About this exercise:
In the listing below, the lines starting with the line with "## To reproduce" and going on through the line with "7. Try to select" are to be reproduced exactly, and only those.

Material provided:
__________

Issue #4491, opened 2019-05-21
[nuget] configuration profile UI missing default types when consuming MRTK as nuget package


naostranMS:
## Describe the bug

When consuming MRTK as a nuget package, the configuration profile inspector doesn't seem to be able to locate the default MRTK system types (e.g. MixedRealityCameraSystem) and so the dropdowns are not populated.

## To reproduce

1. Create a new project, and add MRTK as a nuget package.
2. From the MRTK menu -> Add to Scene and Configure
3. Clone the MRTKConfigurationProfile
4. Select the Camera configuration and clone it
5. Note that Camera System Type is "MixedRealityCameraSystem {Missing}"
6. Click "Try Repair" -> error "No types with the name 'MixedRealityCameraSystem' were found"
7. Try to select a type with the dropdown -> "None" is the only option

This also happens with input providers in the input system configuration (and probably others, but those are all I've tried).

## Expected behavior

Default/built-in MRTK system types are selectable through the configuration profile inspector.

## Screenshots
![image](https://user-images.githubusercontent.com/38891743/58059890-b1e29880-7b23-11e9-9ff2-f921e0877d47.png)
![image](https://user-images.githubusercontent.com/38891743/58059911-c7f05900-7b23-11e9-8614-132aac878093.png)
![image](https://user-images.githubusercontent.com/38891743/58059933-e3f3fa80-7b23-11e9-94fd-500f777f9c85.png)

## Your Setup (please complete the following information)

- Unity 2018.4.0f1
- Microsoft.MixedReality.Toolkit/2.0.0-20190517.1

## Target Platform (please complete the following information)

- Unity editor

Yoyozilla:
blocks nuget consumption

MenelvagorMilsom:
@Yoyozilla I think this is more Andrei's area of expertise. I'm going to reassign to him.

PR #5589, opened 2019-08-09
Fix missing default types in profile configs when consumed via NuGet

wiwei:
https://github.com/microsoft/MixedRealityToolkit-Unity/issues/4491

The current type enumeration code uses Unity's assembly CompilationPipeline.GetAssemblies, which only captures things that are going through Unity's compilation pipeline. This doesn't work well when consuming MRTK as compiled binaries - these types are obviously not part of source files at that point.

### DIFF
--- a/Assets/MixedRealityToolkit/Inspectors/PropertyDrawers/TypeReferencePropertyDrawer.cs
+++ b/Assets/MixedRealityToolkit/Inspectors/PropertyDrawers/TypeReferencePropertyDrawer.cs
@@ -68,13 +68,15 @@ namespace Microsoft.MixedReality.Toolkit.Editor
         private static List<Type> GetFilteredTypes(SystemTypeAttribute filter)
         {
             var types = new List<Type>();
-            var assemblies = CompilationPipeline.GetAssemblies();
             var excludedTypes = ExcludedTypeCollectionGetter?.Invoke();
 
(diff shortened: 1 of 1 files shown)


Assets/MixedRealityToolkit/Inspectors/PropertyDrawers/TypeReferencePropertyDrawer.cs
```diff
@@ -68,13 +68,15 @@ public class SystemTypeReferencePropertyDrawer : PropertyDrawer
...
-            var assemblies = CompilationPipeline.GetAssemblies();
             var excludedTypes = ExcludedTypeCollectionGetter?.Invoke();
 
+            // We prefer using this over CompilationPipeline.GetAssemblies() because
+            // some types may come from plugins and other sources that have already
+            // been compiled.
+            var assemblies = AppDomain.CurrentDomain.GetAssemblies();
             foreach (var assembly in assemblies)
             {
-                Assembly compiledAssembly = Assembly.Load(assembly.name);
```
keveleigh: No longer need to `Load`?

wiwei: Nope! Load was necessary before because UnityAssembly needed to be turned into System.Reflection.Assembly. Since these assemblies are already System.Reflection.Assembly, no need!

__________

Task result:
## To reproduce

1. Create a new project, and add MRTK as a nuget package.
2. From the MRTK menu -> Add to Scene and Configure
3. Clone the MRTKConfigurationProfile
4. Select the Camera configuration and clone it
5. Note that Camera System Type is "MixedRealityCameraSystem {Missing}"
6. Click "Try Repair" -> error "No types with the name 'MixedRealityCameraSystem' were found"
7. Try to select a type with the dropdown -> "None" is the only option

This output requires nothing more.